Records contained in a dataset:
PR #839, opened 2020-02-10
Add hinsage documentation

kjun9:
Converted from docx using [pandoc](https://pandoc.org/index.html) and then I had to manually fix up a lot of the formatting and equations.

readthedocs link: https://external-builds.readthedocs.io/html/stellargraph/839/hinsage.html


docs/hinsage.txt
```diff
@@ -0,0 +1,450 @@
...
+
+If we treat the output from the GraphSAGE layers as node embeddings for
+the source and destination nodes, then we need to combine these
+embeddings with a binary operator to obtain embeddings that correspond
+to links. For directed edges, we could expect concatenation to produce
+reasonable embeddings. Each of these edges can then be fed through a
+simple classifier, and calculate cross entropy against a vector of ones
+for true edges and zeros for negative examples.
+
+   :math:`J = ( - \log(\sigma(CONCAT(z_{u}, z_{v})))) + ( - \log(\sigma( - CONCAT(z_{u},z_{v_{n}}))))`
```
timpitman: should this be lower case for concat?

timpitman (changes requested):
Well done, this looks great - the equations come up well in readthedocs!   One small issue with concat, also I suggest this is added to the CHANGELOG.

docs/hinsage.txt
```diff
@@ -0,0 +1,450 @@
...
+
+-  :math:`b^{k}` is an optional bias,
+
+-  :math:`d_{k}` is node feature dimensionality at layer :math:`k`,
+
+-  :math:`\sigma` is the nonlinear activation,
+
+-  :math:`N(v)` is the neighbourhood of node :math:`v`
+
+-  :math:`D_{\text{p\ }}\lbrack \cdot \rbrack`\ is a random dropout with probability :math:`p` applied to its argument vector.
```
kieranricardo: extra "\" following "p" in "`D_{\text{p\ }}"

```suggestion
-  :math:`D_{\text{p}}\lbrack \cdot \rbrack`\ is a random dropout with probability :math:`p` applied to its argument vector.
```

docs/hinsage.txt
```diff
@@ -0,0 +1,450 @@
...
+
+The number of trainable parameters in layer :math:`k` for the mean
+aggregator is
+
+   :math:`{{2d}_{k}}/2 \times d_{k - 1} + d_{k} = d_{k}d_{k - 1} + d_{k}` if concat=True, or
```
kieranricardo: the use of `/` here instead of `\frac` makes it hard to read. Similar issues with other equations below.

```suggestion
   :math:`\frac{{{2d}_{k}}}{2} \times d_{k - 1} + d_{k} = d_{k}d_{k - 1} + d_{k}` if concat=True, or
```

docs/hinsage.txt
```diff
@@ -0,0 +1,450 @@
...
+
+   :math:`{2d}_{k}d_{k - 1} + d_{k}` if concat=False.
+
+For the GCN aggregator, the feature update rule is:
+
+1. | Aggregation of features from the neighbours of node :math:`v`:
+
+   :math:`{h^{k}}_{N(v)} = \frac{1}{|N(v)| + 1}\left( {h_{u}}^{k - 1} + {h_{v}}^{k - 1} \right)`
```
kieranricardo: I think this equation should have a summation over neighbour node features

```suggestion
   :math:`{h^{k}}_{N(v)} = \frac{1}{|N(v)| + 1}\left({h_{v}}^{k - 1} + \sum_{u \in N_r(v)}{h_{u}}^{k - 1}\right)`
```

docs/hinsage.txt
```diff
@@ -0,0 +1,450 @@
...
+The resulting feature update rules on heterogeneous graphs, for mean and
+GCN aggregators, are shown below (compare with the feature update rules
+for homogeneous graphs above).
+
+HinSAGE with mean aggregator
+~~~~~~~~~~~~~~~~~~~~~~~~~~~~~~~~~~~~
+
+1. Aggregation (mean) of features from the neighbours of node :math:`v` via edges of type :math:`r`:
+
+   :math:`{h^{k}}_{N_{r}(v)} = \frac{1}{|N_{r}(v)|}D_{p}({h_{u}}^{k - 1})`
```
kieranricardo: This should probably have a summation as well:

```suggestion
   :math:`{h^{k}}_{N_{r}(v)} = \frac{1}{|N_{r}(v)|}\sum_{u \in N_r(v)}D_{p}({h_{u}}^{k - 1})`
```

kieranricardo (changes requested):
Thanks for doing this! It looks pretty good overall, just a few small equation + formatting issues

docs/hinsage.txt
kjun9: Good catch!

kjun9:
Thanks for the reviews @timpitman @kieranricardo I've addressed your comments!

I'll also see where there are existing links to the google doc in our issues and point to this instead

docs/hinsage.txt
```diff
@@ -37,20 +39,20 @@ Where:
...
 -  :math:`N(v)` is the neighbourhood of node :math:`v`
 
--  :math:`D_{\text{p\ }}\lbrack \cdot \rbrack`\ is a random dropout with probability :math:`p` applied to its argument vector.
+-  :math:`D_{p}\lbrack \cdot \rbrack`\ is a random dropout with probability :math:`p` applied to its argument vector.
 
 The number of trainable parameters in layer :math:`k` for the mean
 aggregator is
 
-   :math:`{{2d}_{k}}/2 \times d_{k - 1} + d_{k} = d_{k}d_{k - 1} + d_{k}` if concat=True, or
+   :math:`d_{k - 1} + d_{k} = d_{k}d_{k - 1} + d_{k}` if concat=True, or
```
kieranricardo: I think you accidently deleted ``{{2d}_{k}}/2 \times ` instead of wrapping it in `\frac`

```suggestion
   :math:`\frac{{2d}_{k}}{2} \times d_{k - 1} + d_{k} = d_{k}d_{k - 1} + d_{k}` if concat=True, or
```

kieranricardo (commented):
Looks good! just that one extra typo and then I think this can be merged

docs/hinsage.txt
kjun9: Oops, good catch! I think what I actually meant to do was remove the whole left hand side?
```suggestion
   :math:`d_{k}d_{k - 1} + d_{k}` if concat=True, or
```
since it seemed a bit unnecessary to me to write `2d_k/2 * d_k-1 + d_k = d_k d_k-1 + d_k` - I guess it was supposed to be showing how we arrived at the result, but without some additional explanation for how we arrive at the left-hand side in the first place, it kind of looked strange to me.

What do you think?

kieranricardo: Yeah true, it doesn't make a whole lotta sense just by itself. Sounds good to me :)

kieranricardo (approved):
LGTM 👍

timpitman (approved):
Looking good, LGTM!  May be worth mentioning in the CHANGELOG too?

==

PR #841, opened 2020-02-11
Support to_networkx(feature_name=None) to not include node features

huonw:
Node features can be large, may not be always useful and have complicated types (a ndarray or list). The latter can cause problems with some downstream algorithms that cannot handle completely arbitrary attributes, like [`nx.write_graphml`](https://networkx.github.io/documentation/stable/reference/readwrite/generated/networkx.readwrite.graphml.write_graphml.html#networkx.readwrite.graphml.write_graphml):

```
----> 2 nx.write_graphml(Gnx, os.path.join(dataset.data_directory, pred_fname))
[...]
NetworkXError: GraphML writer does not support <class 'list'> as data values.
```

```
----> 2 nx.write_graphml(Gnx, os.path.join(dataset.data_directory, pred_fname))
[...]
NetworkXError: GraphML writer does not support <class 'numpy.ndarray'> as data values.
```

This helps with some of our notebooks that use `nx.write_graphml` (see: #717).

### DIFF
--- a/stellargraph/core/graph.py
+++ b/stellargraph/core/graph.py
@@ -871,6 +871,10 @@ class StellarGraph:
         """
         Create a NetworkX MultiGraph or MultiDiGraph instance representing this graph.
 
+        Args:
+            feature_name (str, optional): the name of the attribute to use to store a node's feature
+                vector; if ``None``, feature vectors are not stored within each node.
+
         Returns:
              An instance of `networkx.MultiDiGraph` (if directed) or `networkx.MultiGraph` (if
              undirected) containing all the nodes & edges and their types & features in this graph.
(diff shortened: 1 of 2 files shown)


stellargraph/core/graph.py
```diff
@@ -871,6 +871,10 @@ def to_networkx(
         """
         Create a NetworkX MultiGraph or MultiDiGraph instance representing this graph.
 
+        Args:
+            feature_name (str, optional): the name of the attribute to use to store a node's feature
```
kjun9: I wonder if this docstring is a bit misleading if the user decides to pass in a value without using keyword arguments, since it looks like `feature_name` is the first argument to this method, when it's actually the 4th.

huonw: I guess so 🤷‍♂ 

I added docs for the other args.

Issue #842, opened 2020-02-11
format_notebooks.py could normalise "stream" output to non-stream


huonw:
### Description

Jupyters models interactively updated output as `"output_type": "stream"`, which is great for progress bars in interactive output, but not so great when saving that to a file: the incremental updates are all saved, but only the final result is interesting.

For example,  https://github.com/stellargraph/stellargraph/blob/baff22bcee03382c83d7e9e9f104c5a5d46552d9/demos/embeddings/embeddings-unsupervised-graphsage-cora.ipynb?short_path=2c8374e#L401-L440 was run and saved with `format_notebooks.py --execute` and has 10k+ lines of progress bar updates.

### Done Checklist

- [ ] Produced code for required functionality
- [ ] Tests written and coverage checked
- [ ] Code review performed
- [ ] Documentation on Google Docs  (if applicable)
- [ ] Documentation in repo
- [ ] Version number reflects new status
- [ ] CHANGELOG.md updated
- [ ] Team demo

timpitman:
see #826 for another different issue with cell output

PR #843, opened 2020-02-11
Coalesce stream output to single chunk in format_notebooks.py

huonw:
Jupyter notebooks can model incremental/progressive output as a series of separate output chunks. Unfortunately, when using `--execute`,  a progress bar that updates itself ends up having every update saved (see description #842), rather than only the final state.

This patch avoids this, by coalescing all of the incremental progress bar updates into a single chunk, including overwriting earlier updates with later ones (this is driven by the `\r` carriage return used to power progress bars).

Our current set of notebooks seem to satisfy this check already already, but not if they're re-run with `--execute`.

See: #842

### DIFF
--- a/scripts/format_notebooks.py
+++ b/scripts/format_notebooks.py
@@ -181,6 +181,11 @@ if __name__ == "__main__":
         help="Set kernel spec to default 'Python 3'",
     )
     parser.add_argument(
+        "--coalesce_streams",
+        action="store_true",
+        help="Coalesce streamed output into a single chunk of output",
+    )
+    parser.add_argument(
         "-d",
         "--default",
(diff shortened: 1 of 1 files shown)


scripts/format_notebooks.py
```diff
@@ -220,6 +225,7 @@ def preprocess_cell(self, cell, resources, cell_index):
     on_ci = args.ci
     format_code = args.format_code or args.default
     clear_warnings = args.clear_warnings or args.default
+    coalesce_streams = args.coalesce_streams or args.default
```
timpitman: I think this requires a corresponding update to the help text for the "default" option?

--

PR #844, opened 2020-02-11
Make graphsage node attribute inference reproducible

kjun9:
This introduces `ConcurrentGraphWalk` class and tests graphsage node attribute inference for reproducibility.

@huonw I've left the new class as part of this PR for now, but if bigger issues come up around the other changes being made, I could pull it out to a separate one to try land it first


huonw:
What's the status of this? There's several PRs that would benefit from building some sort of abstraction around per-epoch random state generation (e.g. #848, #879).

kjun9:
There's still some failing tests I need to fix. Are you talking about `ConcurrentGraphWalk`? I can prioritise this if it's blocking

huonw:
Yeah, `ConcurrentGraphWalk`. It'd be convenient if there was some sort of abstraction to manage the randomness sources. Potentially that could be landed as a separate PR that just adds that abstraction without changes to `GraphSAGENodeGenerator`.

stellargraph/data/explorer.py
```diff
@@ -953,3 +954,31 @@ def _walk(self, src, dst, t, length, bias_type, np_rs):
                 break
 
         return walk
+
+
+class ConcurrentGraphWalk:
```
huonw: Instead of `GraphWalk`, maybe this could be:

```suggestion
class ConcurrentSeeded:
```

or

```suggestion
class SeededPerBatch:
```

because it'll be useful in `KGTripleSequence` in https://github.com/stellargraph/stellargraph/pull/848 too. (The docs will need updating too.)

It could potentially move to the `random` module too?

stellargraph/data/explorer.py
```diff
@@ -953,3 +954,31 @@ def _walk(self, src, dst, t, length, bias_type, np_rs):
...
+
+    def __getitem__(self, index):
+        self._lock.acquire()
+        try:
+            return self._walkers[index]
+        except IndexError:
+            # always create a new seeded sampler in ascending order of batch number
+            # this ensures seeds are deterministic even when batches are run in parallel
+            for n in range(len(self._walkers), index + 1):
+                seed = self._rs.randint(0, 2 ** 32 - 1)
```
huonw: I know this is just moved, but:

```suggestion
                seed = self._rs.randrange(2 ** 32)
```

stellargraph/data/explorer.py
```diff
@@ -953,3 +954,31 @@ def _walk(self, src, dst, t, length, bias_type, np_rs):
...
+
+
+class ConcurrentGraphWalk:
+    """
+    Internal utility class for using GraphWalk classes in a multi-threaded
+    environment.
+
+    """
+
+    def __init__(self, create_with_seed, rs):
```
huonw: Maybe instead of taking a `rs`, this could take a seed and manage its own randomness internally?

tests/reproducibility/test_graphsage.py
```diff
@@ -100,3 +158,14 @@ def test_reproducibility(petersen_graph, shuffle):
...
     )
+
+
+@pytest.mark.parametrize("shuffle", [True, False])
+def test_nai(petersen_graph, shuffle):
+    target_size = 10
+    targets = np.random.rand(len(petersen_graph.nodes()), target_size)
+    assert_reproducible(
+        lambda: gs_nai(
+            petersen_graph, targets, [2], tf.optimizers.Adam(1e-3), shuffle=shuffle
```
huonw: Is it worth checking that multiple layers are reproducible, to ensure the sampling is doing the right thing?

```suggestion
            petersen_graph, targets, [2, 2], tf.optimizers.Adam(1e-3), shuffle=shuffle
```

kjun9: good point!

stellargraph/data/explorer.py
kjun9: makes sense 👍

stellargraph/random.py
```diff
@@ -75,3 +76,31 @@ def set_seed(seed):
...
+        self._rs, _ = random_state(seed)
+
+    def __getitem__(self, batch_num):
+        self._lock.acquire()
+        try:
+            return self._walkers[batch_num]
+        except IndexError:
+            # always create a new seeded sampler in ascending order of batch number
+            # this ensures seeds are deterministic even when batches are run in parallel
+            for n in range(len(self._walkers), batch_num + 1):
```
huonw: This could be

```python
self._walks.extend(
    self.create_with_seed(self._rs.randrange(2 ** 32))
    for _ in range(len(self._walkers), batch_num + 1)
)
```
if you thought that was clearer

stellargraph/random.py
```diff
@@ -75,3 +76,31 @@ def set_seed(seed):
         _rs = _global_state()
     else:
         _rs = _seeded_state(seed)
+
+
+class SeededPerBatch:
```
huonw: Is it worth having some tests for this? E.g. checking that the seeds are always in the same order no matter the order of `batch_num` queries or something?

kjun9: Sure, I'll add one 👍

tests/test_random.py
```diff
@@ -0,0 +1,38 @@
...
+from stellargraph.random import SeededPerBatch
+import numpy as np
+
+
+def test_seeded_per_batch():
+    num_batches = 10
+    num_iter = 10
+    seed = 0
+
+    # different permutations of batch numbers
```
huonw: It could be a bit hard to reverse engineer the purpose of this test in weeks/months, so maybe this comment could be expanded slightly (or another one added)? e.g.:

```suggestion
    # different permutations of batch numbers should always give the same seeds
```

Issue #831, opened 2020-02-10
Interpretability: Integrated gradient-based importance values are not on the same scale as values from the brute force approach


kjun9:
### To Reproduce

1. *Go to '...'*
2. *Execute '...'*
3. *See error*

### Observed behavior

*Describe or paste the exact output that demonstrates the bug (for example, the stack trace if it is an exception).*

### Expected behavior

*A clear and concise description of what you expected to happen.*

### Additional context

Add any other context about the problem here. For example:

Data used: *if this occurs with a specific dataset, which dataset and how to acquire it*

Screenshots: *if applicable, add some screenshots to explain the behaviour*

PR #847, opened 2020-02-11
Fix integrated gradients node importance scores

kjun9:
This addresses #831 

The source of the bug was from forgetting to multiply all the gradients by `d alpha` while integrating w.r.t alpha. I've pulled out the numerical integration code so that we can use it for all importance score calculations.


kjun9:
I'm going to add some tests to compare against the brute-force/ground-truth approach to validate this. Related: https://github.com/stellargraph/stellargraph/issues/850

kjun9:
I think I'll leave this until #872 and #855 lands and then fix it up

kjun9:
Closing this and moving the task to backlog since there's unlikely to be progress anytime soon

*WHAT THE TASK REQUIRES*. Look for the word "rbrack" in the data, then return every line that contains it.

*EXERCISE SOLUTION*.
+-  :math:`D_{\text{p\ }}\lbrack \cdot \rbrack`\ is a random dropout with probability :math:`p` applied to its argument vector.
-  :math:`D_{\text{p}}\lbrack \cdot \rbrack`\ is a random dropout with probability :math:`p` applied to its argument vector.
--  :math:`D_{\text{p\ }}\lbrack \cdot \rbrack`\ is a random dropout with probability :math:`p` applied to its argument vector.
+-  :math:`D_{p}\lbrack \cdot \rbrack`\ is a random dropout with probability :math:`p` applied to its argument vector.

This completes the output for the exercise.